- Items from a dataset
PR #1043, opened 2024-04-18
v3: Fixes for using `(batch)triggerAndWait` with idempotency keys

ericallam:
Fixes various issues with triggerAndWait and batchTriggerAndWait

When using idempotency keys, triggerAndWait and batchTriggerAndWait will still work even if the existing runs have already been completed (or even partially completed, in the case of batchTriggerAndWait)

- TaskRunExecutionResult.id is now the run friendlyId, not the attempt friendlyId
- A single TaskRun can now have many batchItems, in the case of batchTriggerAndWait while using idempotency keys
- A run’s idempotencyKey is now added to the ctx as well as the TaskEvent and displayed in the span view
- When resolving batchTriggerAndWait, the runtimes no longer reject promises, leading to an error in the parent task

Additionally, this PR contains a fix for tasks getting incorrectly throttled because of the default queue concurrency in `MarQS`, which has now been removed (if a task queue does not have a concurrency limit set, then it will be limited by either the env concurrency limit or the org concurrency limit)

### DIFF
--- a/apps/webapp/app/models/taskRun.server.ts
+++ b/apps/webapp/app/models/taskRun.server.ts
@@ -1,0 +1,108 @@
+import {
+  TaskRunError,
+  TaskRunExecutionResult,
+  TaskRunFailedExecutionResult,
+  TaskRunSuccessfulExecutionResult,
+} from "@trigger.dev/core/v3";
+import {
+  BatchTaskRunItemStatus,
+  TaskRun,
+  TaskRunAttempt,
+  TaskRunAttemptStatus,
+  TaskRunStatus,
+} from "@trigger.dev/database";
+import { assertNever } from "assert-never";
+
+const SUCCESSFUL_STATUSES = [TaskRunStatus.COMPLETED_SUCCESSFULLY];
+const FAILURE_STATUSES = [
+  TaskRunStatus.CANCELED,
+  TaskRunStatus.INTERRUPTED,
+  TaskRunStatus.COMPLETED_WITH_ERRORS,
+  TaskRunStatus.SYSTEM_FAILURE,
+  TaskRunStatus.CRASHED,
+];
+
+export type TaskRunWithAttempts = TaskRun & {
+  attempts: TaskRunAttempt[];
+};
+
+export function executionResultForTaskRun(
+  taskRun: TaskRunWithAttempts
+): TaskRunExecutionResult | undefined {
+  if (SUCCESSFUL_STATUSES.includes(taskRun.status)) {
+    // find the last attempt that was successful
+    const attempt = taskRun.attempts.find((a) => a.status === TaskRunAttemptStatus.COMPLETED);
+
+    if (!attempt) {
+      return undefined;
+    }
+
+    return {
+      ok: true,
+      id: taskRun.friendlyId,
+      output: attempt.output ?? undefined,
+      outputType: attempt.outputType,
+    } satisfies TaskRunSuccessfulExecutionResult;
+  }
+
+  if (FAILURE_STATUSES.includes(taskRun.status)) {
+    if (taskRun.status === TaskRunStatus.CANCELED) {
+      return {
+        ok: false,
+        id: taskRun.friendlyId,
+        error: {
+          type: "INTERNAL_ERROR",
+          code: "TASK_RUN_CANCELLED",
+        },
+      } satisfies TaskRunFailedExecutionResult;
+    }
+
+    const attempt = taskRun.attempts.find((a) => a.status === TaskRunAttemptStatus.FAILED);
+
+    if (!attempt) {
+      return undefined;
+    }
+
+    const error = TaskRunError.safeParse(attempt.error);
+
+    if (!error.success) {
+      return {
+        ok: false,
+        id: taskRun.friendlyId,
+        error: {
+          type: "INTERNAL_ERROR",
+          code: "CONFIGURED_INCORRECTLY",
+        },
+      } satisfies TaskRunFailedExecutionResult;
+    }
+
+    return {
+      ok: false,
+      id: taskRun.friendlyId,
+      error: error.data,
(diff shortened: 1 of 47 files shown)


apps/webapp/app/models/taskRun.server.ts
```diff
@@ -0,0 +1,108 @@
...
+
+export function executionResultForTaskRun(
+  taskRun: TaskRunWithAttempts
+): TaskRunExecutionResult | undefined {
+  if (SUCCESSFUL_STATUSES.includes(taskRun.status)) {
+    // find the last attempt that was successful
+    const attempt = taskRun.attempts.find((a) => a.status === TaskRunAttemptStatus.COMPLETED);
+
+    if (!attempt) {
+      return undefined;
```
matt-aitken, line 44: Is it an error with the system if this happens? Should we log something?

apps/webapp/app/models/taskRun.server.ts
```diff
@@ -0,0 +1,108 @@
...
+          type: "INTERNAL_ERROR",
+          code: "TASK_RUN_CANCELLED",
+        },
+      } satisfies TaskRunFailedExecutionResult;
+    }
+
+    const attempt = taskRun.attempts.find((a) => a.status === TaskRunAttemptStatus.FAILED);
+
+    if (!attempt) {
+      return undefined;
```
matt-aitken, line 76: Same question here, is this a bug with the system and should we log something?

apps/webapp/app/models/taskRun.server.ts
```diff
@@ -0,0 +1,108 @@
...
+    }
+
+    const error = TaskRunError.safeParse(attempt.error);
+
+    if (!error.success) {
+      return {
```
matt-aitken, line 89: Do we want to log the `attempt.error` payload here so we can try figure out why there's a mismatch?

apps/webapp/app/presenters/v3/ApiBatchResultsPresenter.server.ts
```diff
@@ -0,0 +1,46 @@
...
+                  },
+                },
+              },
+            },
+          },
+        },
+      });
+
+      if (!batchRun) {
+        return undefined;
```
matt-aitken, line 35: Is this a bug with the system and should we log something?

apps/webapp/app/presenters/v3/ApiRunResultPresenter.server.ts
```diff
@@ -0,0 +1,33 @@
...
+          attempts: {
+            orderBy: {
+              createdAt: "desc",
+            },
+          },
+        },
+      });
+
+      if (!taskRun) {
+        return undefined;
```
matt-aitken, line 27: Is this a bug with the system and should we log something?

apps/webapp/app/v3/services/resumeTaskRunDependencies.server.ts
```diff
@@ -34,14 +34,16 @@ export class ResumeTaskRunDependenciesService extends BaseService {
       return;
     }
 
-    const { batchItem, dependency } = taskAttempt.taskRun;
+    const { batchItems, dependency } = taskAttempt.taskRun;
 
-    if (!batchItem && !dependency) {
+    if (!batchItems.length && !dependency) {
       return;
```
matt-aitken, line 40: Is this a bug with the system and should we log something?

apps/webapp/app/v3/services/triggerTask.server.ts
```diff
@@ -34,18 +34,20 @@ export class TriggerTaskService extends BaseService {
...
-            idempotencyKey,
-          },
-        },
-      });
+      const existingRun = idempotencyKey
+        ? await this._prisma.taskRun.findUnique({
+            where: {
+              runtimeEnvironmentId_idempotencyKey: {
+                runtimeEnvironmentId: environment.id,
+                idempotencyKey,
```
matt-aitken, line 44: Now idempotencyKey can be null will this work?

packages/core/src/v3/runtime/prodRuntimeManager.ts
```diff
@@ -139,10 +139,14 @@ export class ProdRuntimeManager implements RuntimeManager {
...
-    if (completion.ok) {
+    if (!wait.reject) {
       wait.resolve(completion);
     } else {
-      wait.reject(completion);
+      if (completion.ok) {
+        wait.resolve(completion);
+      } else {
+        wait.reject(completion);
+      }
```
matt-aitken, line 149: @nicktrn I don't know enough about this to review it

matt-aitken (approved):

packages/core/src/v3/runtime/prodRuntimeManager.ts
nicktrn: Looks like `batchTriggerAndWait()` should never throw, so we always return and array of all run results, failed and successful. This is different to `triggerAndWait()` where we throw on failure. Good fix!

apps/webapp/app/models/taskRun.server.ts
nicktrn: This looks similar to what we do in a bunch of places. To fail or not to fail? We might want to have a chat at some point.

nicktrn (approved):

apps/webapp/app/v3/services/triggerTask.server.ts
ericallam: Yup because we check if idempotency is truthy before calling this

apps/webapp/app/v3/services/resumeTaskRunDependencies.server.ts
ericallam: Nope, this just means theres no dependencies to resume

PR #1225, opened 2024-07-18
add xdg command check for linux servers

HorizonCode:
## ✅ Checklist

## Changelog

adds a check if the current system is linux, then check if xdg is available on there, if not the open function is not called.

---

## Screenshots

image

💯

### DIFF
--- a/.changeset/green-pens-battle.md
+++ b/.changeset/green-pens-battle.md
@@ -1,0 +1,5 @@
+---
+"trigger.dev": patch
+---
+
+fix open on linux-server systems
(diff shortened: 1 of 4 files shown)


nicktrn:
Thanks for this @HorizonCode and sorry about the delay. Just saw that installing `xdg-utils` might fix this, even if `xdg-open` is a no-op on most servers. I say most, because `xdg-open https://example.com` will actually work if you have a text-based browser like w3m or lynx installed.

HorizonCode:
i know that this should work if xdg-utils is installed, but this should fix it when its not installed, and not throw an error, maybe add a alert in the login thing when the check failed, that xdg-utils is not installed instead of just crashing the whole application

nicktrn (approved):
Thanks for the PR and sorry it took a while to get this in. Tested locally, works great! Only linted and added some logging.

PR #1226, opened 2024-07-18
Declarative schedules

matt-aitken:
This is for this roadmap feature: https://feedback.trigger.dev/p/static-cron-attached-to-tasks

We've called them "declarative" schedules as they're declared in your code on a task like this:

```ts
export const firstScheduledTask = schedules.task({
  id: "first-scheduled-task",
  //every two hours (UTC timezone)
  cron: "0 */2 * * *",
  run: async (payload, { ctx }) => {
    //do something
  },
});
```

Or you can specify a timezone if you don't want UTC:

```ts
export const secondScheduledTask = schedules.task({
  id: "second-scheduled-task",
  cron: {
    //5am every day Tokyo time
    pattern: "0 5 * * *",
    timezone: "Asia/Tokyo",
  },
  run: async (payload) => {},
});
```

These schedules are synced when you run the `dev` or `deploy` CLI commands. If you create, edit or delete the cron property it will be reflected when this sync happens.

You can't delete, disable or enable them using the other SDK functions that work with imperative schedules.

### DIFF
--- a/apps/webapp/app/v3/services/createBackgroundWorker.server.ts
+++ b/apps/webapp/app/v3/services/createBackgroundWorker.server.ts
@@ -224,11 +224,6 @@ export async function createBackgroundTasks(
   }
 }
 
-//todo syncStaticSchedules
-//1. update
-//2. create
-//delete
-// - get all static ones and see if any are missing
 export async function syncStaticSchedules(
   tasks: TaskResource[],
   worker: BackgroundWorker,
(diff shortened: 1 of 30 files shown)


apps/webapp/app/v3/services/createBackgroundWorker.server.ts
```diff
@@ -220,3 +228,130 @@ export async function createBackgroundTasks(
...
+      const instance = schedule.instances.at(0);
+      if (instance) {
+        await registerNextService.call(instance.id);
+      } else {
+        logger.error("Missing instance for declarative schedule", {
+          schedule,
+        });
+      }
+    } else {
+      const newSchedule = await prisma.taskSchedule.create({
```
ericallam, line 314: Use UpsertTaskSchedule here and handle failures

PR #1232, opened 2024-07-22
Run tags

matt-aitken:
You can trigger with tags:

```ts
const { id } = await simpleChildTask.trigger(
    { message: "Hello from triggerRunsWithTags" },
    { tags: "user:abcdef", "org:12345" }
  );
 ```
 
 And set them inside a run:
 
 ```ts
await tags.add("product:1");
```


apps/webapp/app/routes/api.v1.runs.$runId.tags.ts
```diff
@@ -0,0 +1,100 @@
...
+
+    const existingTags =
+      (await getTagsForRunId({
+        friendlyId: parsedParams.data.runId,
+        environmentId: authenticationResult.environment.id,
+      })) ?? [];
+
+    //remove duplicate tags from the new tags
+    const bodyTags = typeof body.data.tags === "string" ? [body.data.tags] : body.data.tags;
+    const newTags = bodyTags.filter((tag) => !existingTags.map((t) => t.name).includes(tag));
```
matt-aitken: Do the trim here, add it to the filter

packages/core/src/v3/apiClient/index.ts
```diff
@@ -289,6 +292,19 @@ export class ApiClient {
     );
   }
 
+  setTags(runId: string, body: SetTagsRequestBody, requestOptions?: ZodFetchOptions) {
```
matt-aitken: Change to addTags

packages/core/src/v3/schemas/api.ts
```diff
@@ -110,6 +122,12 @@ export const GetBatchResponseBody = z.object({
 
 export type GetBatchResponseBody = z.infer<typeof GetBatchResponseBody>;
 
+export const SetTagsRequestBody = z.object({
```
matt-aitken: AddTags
--
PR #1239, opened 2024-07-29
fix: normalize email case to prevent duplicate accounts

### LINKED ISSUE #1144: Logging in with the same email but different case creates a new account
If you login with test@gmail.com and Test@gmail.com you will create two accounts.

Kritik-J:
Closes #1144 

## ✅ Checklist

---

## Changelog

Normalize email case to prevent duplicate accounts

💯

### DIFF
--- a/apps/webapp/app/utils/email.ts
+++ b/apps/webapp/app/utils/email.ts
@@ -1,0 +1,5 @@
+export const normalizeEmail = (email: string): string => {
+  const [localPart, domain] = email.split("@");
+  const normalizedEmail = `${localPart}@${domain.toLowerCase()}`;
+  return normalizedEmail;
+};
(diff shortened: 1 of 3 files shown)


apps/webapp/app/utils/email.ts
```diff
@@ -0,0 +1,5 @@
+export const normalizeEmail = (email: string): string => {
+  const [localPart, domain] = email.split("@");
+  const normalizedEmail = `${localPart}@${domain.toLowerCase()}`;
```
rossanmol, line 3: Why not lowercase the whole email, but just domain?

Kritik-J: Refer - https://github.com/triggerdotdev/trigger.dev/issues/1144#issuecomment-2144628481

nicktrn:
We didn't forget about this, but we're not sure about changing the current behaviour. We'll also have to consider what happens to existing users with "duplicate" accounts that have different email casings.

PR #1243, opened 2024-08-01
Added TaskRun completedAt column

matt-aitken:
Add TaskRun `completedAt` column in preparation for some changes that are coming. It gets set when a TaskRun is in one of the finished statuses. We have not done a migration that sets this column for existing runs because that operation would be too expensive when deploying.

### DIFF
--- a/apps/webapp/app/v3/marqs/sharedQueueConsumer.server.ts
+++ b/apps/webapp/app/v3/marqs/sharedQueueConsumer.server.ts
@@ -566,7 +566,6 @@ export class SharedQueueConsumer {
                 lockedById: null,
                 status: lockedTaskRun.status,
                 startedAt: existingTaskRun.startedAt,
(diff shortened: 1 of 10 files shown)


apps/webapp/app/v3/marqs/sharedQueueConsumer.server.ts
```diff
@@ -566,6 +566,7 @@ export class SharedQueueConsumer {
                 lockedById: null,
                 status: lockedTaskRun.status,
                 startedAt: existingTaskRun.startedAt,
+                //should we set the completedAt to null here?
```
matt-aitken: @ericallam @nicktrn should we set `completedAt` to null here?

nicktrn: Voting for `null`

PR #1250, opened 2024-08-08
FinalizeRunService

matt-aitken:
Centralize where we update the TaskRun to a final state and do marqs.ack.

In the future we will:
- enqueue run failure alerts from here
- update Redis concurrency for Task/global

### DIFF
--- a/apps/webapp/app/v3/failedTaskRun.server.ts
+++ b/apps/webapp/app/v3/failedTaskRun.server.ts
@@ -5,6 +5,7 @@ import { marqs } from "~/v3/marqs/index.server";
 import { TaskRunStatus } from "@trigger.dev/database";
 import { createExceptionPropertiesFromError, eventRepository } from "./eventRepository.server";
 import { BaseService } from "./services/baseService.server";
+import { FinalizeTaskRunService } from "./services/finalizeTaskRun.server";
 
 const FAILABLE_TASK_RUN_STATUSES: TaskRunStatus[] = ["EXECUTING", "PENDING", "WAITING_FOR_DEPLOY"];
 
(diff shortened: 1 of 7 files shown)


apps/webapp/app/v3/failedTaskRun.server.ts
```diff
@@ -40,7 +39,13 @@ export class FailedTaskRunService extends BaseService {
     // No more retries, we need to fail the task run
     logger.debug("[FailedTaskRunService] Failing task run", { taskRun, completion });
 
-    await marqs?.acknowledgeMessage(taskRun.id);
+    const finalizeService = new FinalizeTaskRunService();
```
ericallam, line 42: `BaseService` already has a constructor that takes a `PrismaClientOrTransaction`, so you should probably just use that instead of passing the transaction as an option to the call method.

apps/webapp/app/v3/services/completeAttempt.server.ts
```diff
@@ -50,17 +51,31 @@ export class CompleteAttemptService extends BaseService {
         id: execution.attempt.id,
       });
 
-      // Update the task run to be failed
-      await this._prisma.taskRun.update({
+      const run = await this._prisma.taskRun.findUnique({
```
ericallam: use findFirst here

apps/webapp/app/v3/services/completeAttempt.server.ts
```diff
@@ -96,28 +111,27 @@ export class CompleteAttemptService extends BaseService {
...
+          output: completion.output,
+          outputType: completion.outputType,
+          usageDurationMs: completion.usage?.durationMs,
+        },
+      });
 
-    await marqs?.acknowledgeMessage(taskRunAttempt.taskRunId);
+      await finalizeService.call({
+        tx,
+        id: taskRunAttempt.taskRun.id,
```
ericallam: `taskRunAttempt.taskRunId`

- Assigned task
Among the records, find every line holding the word "database" and copy it.

- Response
+} from "@trigger.dev/database";
 import { TaskRunStatus } from "@trigger.dev/database";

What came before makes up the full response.